§ **ACTION ITEM**
The string "based" appears in some lines of the data. Report how many, with no other words.
•••
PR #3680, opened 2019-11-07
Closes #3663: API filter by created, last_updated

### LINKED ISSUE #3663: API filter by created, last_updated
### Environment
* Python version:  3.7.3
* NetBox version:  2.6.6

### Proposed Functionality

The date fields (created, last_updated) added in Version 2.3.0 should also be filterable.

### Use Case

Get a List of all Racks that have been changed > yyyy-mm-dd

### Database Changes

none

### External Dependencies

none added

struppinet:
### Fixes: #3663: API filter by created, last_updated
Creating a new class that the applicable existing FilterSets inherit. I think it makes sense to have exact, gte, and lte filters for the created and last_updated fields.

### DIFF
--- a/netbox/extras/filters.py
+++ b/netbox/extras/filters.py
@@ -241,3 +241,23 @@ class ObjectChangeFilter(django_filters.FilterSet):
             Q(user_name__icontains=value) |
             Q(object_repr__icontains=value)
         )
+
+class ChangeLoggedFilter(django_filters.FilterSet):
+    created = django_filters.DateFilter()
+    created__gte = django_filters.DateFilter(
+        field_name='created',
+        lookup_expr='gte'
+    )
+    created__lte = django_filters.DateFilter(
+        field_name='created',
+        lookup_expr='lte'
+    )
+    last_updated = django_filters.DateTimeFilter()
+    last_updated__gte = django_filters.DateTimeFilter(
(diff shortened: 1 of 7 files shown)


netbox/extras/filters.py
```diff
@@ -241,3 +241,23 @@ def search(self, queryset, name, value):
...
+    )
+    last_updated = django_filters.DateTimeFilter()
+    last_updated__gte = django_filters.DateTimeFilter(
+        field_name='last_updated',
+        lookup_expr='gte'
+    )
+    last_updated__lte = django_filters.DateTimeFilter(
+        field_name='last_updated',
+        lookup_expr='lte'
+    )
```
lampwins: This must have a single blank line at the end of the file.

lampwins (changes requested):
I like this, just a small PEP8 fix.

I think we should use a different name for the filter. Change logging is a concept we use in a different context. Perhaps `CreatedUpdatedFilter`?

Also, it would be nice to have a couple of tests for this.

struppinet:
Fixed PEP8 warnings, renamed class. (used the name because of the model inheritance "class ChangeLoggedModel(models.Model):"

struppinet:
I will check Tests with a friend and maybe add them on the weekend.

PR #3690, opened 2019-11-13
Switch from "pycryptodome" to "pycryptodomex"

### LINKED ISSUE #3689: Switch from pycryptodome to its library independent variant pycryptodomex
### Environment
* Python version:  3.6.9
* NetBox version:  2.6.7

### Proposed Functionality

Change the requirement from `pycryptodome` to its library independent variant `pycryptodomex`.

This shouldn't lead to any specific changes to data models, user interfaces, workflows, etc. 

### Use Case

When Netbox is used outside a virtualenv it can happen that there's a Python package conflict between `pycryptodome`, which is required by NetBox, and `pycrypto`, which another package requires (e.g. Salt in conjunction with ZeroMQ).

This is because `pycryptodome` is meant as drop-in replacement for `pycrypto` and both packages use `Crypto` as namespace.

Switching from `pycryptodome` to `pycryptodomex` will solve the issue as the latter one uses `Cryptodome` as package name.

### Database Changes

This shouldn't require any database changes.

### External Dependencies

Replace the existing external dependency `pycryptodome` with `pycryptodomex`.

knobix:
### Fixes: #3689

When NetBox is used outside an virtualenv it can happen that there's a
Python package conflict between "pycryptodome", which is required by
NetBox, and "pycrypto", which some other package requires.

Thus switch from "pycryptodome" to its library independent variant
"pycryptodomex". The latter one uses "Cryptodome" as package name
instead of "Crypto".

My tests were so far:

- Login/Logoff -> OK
•••
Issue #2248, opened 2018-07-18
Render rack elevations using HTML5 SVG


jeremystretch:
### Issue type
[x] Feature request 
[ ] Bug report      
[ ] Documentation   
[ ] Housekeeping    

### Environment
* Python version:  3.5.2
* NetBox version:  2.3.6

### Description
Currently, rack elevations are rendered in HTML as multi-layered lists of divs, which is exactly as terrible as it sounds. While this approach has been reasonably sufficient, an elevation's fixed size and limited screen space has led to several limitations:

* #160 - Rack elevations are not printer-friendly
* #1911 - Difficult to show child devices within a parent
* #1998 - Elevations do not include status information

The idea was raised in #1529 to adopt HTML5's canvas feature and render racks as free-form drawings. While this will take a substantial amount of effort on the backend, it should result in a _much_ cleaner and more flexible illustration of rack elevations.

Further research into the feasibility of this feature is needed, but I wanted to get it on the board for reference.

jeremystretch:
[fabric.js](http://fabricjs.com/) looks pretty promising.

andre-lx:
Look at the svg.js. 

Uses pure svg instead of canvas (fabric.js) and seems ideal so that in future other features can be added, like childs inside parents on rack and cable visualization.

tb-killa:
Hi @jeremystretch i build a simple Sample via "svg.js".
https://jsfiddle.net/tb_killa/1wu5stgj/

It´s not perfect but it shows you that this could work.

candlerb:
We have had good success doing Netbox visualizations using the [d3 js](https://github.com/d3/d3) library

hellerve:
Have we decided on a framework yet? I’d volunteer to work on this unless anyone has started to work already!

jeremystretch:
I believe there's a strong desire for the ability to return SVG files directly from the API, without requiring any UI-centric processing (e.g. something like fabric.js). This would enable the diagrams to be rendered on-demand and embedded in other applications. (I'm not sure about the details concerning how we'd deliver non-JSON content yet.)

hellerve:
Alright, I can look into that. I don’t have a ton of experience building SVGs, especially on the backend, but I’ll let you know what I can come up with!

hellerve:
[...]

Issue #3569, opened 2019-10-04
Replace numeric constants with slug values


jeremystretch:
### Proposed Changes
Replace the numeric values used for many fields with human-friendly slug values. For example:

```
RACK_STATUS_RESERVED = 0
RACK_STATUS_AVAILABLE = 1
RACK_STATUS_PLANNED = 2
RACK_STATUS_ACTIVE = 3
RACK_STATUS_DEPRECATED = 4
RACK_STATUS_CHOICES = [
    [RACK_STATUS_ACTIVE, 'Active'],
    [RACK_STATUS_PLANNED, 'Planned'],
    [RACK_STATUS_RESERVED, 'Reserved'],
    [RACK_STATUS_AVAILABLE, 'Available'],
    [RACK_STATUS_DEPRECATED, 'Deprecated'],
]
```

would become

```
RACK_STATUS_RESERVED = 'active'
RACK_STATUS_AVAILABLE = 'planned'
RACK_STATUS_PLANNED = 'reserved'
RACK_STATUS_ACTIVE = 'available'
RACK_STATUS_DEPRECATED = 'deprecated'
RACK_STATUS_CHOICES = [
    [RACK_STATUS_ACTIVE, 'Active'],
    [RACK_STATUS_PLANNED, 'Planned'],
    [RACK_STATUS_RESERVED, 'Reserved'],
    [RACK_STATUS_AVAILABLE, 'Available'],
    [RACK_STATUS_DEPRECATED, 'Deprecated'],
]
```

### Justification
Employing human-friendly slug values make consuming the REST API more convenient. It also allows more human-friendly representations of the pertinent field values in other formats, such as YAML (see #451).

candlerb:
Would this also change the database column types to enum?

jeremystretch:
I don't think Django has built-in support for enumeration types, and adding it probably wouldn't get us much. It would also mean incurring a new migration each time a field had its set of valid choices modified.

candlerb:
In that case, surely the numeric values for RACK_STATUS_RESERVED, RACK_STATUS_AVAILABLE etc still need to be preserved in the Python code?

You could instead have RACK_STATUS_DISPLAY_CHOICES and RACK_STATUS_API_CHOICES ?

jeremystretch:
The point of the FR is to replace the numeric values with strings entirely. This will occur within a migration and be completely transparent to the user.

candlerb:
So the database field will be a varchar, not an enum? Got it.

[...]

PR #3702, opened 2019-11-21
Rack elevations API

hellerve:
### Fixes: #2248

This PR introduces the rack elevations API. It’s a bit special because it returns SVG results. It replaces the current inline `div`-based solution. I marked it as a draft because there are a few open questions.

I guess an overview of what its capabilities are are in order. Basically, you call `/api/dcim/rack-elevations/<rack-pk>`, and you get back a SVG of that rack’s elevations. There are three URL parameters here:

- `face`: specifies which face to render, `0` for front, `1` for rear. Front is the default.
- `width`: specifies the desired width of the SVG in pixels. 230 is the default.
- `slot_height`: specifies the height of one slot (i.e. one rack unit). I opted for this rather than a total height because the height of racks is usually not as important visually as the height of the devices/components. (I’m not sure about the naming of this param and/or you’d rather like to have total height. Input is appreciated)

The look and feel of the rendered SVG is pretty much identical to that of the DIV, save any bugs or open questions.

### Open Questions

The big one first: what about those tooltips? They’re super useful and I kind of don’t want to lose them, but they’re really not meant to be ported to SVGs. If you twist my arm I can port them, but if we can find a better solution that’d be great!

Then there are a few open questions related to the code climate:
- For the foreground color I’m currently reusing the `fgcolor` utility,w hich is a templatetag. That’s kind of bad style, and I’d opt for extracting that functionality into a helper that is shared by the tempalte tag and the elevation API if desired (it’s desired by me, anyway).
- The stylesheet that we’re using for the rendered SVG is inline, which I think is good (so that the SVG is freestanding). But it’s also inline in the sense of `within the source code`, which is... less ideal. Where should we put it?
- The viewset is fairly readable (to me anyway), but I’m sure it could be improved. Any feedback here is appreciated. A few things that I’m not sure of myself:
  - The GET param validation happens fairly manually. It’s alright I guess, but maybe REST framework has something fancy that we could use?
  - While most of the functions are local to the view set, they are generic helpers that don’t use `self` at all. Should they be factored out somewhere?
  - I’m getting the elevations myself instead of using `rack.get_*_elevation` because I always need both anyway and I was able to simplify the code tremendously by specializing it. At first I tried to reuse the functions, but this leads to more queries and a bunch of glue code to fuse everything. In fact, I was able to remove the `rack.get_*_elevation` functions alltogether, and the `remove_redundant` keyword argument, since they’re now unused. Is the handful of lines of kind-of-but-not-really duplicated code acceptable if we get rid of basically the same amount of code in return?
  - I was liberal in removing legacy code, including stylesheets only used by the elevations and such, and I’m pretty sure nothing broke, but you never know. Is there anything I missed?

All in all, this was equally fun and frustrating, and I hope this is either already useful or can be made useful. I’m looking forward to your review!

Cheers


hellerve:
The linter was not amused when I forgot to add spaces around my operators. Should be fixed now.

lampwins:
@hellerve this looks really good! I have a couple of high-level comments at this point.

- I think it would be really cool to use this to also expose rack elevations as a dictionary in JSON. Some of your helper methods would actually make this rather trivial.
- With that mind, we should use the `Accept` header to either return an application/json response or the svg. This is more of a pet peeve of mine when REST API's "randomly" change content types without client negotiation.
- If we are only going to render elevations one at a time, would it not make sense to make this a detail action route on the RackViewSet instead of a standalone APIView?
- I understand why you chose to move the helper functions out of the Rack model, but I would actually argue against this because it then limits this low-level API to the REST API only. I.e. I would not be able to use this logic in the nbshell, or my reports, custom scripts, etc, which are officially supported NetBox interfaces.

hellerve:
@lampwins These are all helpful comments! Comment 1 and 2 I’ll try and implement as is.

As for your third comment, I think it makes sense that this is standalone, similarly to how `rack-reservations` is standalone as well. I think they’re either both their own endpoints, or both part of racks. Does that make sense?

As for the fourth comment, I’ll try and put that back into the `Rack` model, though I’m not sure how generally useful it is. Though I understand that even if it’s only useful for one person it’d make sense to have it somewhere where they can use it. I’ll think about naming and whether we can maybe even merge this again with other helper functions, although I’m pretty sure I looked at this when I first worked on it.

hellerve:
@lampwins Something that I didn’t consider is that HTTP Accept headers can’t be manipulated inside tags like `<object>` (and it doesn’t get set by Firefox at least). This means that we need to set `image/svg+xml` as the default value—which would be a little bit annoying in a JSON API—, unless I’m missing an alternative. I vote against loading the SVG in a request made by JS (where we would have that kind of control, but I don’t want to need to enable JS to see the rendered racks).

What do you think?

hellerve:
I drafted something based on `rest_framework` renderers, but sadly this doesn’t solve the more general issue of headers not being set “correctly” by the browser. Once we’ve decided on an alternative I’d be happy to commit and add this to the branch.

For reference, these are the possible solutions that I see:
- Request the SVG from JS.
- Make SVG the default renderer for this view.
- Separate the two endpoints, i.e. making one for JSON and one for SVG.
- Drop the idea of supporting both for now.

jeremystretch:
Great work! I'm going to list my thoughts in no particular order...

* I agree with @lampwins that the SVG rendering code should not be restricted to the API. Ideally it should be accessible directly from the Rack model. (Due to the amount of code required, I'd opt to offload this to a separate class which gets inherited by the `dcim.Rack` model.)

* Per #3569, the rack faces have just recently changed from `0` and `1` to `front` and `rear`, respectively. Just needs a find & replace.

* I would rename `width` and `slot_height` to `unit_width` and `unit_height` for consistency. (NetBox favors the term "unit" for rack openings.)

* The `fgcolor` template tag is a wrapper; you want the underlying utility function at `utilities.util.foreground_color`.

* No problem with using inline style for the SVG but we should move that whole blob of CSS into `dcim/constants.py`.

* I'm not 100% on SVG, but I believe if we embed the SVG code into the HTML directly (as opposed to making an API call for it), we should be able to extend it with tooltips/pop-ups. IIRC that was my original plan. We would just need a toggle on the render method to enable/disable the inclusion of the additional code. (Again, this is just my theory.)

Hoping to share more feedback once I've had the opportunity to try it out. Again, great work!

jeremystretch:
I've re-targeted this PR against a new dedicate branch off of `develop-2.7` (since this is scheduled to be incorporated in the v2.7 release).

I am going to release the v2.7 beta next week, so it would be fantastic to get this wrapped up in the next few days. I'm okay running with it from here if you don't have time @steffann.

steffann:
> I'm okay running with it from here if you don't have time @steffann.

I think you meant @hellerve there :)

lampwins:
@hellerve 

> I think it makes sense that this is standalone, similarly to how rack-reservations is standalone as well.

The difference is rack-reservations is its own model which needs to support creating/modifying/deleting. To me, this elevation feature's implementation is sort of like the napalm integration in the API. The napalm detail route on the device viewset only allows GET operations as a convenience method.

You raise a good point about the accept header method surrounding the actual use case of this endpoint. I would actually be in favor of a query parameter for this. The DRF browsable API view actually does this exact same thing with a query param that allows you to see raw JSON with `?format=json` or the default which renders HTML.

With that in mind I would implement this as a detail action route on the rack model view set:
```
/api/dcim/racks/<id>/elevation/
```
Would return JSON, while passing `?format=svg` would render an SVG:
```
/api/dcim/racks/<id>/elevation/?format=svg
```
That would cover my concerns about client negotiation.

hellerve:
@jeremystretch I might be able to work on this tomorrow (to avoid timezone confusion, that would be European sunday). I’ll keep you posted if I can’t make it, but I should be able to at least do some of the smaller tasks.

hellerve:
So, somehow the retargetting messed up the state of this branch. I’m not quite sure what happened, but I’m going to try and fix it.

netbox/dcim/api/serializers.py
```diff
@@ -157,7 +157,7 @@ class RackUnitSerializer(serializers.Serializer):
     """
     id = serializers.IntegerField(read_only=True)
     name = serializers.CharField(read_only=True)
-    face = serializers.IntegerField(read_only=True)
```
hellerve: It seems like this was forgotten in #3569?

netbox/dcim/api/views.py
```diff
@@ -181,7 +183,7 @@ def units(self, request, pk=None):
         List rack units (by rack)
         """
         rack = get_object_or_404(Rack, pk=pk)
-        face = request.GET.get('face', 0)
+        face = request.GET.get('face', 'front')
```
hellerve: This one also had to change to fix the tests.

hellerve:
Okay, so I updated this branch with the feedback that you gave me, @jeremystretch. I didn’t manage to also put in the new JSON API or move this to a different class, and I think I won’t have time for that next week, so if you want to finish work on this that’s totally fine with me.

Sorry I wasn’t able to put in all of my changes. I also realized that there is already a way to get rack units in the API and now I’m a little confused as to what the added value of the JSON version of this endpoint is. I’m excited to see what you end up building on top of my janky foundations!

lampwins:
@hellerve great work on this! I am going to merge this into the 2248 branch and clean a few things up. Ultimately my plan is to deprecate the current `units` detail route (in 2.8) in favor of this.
•••
§ **SOLUTION TO THIS PROBLEM**
2